### How to complete this task
Go over the data below and say how many lines hold the word "NULL". Only the number is needed.

### Data provided
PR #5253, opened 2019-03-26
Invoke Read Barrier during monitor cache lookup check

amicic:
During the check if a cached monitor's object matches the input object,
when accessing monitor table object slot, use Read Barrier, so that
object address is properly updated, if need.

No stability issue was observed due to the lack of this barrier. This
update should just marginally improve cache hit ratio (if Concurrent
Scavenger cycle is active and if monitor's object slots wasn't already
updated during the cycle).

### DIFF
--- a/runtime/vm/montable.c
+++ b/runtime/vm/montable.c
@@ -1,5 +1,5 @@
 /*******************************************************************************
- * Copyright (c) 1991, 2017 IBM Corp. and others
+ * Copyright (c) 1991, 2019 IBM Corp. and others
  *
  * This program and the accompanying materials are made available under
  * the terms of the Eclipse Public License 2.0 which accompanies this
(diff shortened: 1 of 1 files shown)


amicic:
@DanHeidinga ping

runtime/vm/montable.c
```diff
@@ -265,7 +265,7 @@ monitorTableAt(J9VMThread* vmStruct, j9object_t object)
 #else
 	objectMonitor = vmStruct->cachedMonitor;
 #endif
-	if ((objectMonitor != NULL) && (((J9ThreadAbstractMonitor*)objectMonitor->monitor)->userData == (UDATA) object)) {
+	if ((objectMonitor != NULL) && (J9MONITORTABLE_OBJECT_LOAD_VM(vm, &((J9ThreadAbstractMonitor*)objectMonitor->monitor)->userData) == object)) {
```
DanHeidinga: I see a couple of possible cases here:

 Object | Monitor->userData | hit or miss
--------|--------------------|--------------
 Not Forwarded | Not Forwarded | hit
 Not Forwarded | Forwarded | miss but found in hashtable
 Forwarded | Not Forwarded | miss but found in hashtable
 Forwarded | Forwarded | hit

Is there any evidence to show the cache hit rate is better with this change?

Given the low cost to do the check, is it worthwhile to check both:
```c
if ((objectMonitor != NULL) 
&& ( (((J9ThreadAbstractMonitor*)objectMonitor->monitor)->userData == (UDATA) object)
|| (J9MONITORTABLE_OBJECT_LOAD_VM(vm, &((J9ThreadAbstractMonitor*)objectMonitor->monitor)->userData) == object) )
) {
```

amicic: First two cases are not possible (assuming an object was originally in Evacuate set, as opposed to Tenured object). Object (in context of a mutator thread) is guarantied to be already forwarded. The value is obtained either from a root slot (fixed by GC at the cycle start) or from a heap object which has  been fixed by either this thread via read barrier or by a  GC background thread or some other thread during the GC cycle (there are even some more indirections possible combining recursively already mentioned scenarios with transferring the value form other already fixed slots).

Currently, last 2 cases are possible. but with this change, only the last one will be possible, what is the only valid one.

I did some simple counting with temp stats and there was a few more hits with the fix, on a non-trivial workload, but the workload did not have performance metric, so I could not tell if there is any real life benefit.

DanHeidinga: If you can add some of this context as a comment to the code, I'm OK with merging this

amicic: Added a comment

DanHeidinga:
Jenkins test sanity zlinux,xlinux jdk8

...

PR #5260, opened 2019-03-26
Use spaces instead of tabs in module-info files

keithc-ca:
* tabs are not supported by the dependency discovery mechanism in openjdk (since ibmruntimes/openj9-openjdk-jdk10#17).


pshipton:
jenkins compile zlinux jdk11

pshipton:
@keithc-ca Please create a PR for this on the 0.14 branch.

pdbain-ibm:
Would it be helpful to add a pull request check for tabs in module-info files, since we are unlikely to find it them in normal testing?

### Task solution
3